> _Exercise aim_
Could you write out the lines below exactly, beginning with the first and finishing with the one that contains "The current [create"?

----- Available data

Issue #102, opened 2023-09-17
Fix create bookings functionality


OverHash:
The current [create bookings](https://github.com/UoaWDCC/uasc-web/blob/f03b080cb13b6d082192f355394927fc16dc3f35/frontend/src/components/BookingForm.js) functionality suffers from three issues:
1. The fields are not added in accordance with [the ARCHITECTURE.md](https://github.com/UoaWDCC/uasc-web/blob/f03b080cb13b6d082192f355394927fc16dc3f35/frontend/ARCHITECTURE.md#bookings-collection) definition of how the bookings should be inserted (namely `checkIn` is inserted instead of `check_in`, and a similar casing issue exists with `checkOut`)
2. The document inserts the booking under a `uid` field (should be `user_id`), but does not insert it as a reference to the actual authenticated user (using the [useAuthenticatedUser](https://github.com/UoaWDCC/uasc-web/blob/f03b080cb13b6d082192f355394927fc16dc3f35/frontend/src/hooks/useAuthenticatedUser.js) hook)
3. The inserted document dates are not normalized to be at midnight. We should make this an informal convention (or update the `ARCHITECTURE.md`) to specify this to avoid having weird bugs in the future.

### Acceptance Criteria:
- [ ] Fields are specified in accordance with the [the ARCHITECTURE.md](https://github.com/UoaWDCC/uasc-web/blob/f03b080cb13b6d082192f355394927fc16dc3f35/frontend/ARCHITECTURE.md#bookings-collection) definition
- [ ] Created booking correctly references the authenticated user
- [ ] Dates are normalized to use midnight as the time

### Definition of Done:
- [ ] AC met
- [ ] PR reviewed
- [ ] Merged into main/feature branch

Issue #101, opened 2023-09-17
Fix navbar login/logout functionality


OverHash:
Currently the [navbar](https://github.com/UoaWDCC/uasc-web/blob/f03b080cb13b6d082192f355394927fc16dc3f35/frontend/src/components/Navbar.js) defaults to a logged in state (displaying "logout"). We should fix this functionality to properly use the [useAuthenticatedUser](https://github.com/UoaWDCC/uasc-web/blob/main/frontend/src/hooks/useAuthenticatedUser.js) hook to display the information correctly.

### Acceptance Criteria:
- [ ] navbar shows "login" when user is actually logged out
- [ ] navbar shows "logout" when user is logged out
- [ ] navbar state saves if user closes tab and comes back
- [ ] navbar actually calls firebase auth logout when logging out

### Definition of Done:
- [ ] AC met
- [ ] PR reviewed
- [ ] Merged into main/feature branch

PR #103, opened 2023-09-17
Uasc 90/authenticated user details

### LINKED ISSUE #90: User Booking - Authenticated User Details
### User story:

As a member,
I want to make a lodge booking,
So that I have a spot at the lodge for the time I booked.

### Description:
Uses the useAuthenciatedUser hook from the home page to get user details
This assumes the member's membership is VALID.

### Acceptance Criteria:
- [ ] Users who are not authenticated can't make bookings, but can view
- [ ] Uses the user detail from hook to making booking

### Definition of Done:
- [ ] AC met
- [ ] Applicable tests written
- [ ] Applicable documentation is written in GH wiki
- [ ] PR reviewed
- [ ] Merged into main/feature branch

mwon369:
closes #90

### DIFF
--- a/frontend/src/components/BookingForm.js
+++ b/frontend/src/components/BookingForm.js
@@ -23,12 +23,10 @@ const BookingForm = () => {
   const [user, userMetadata] = useAuthenticatedUser()
   const [userData, setUserData] = useState(undefined)
 
-  // fetch bookings on component mount
   useEffect(() => {
     retrieveExistingBookings()
   }, [])
 
-  // build hashmap of booked spot availability once existingBookings state has been set
   useEffect(() => {
     setSpotAvailabilityByDate()
   }, [existingBookings])
@@ -43,7 +41,7 @@ const BookingForm = () => {
 
   useEffect(() => {
     setUserData(userMetadata)
-  }, [user, userMetadata])
+  }, [user])
 
   const retrieveExistingBookings = async () => {
     const querySnapshot = await getDocs(bookingCollectionRef)
--- a/frontend/src/components/BookingForm.js
+++ b/frontend/src/components/BookingForm.js
@@ -41,7 +41,7 @@ const BookingForm = () => {
 
   useEffect(() => {
     setUserData(userMetadata)
-  }, [user])
+  }, [user, userMetadata])
 
   const retrieveExistingBookings = async () => {
     const querySnapshot = await getDocs(bookingCollectionRef)
--- a/frontend/src/components/BookingForm.js
+++ b/frontend/src/components/BookingForm.js
@@ -4,17 +4,24 @@ import { DatePicker } from "@mui/x-date-pickers"
 import dayjs from "dayjs"
 import { db } from "../firebase"
 import { getDocs, collection, addDoc } from "firebase/firestore"
+import { useAuthenticatedUser } from "../hooks/useAuthenticatedUser"
 
 const BookingForm = () => {
   const [selectedCheckInDate, setSelectedCheckInDate] = useState(null)
   const [selectedCheckOutDate, setSelectedCheckOutDate] = useState(null)
+
   const [existingBookings, setExistingBookings] = useState([])
   const [dateAvailabilities, setDateAvailabilities] = useState(new Map())
   const [dateRange, setDateRange] = useState([])
+
   const bookingCollectionRef = collection(db, "bookings")
   const maxSpotsAvailablePerDay = 50
+
   const [bookingSuccessful, setBookingSuccessful] = useState(false)
   const [bookingErrorMessage, setBookingErrorMessage] = useState("")
+
+  const [user, userMetadata] = useAuthenticatedUser()
+  const [userData, setUserData] = useState(undefined)
 
   // fetch bookings on component mount
   useEffect(() => {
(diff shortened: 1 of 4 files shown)


frontend/src/components/BookingForm.js
```diff
@@ -34,6 +39,10 @@ const BookingForm = () => {
     setDateRange(getDateRangeArray())
   }, [selectedCheckInDate, selectedCheckOutDate])
 
+  useEffect(() => {
+    setUserData(userMetadata)
+  }, [user, userMetadata])
```
OverHash, line 44:
```suggestion
```
We should just rename `userMetadata` to be `userData` here.

frontend/src/components/BookingForm.js
```diff
@@ -4,24 +4,29 @@ import { DatePicker } from "@mui/x-date-pickers"
...
+
   const bookingCollectionRef = collection(db, "bookings")
   const maxSpotsAvailablePerDay = 50
+
   const [bookingSuccessful, setBookingSuccessful] = useState(false)
   const [bookingErrorMessage, setBookingErrorMessage] = useState("")
 
-  // fetch bookings on component mount
+  const [user, userMetadata] = useAuthenticatedUser()
+  const [userData, setUserData] = useState(undefined)
```
OverHash, line 24:
```suggestion
```

frontend/src/components/BookingForm.js
```diff
@@ -4,24 +4,29 @@ import { DatePicker } from "@mui/x-date-pickers"
...
   const [dateRange, setDateRange] = useState([])
+
   const bookingCollectionRef = collection(db, "bookings")
   const maxSpotsAvailablePerDay = 50
+
   const [bookingSuccessful, setBookingSuccessful] = useState(false)
   const [bookingErrorMessage, setBookingErrorMessage] = useState("")
 
-  // fetch bookings on component mount
+  const [user, userMetadata] = useAuthenticatedUser()
```
OverHash, line 23:
```suggestion
  const [user, userData] = useAuthenticatedUser()
```

frontend/src/components/BookingForm.js
```diff
@@ -50,8 +59,8 @@ const BookingForm = () => {
     let availabilities = new Map()
 
     existingBookings.forEach((booking) => {
-      let currDate = new Date(getFormattedDateString(booking.checkIn))
-      const endDate = new Date(getFormattedDateString(booking.checkOut))
+      let currDate = new Date(getFormattedDateString(booking.check_in))
```
OverHash, line 62: Unrelated to this PR but do we need dayjs? The `booking.check_in` is a Firestore [timestamp](https://firebase.google.com/docs/reference/js/v8/firebase.firestore.Timestamp) which has a `toDate` method itself. Just a comment for other maintainers.

frontend/src/components/BookingForm.js
BW82262: Yea, probably. I initially thought that user was the actual user data itself.

frontend/src/hooks/useAuthenticatedUser.js
```diff
@@ -19,9 +19,7 @@ export function useAuthenticatedUser() {
       }
     }
 
-    if (user) {
-      getUserData()
-    }
+    user ? getUserData() : setUserData(null)
```
OverHash, line 22: Any reason we want to use `null` instead of `undefined` here? What was wrong with the old behavior of leaving it as `undefined`?

OverHash (changes requested):
Overall looks pretty good. Just a few small tidbits

frontend/src/components/BookingForm.js
OverHash: Yeah this is an unfortunate side-effect of the upstream hook we're using. I considered merging the two objects to be one, but settled for having it as a "metadata" part. Perhaps we can re-look that if it's still confusing.

OverHash:
Looks like this fulfills the last item of #101.

It will also fix the first two parts of #102.

frontend/src/components/BookingForm.js
mwon369: Yeah I was thinking this too. I only used that useEffect so that there was a reason to use the "user" variable since ESLint would get mad about unused variables. My smooth brain didn't know I could've just done `[, userData] = useAuthenticatedUser()` to destructure without having a user variable

frontend/src/hooks/useAuthenticatedUser.js
mwon369: Oh yeah I added this just to explicitly set the userMetaData to something falsey whenever the auth state (`[user]`) was changed. This was done so that whenever the user clicked logout, the userMetaData would update to reflect the logout change in `[user]`, since the meta data is being used for posting the booking to Firestore.

frontend/src/components/BookingForm.js
mwon369: Iirc, I think I added it in because I was getting some runtime errors due to incompatible types between the booking form state and the selectable dates of the MUI date picker.

But if there is a better way to do it, I think it would be a good idea to look into refactoring a little bit to get rid of dayjs if it's not absolutely needed.

BW82262 (approved):

frontend/src/components/BookingForm.js
OverHash: If mui depends on it, then we can just leave it as is.

frontend/src/hooks/useAuthenticatedUser.js
OverHash: Gotcha (good catch!). We should probably stick to `userData` being either exactly `undefined` or the user, or exactly `null` or the user (i.e., not default to `undefined` and then later have the potential to be `null`).

I think either is fine, I'd probably lean to `undefined` though.

mwon369: Sounds good to me, I've made another commit to set the userMetaData to be undefined instead of null on sign out 👍

OverHash (approved):
LGTM :rocket:!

----------

> _Response to this task_
Issue #102, opened 2023-09-17
Fix create bookings functionality


OverHash:
The current [create bookings](https://github.com/UoaWDCC/uasc-web/blob/f03b080cb13b6d082192f355394927fc16dc3f35/frontend/src/components/BookingForm.js) functionality suffers from three issues:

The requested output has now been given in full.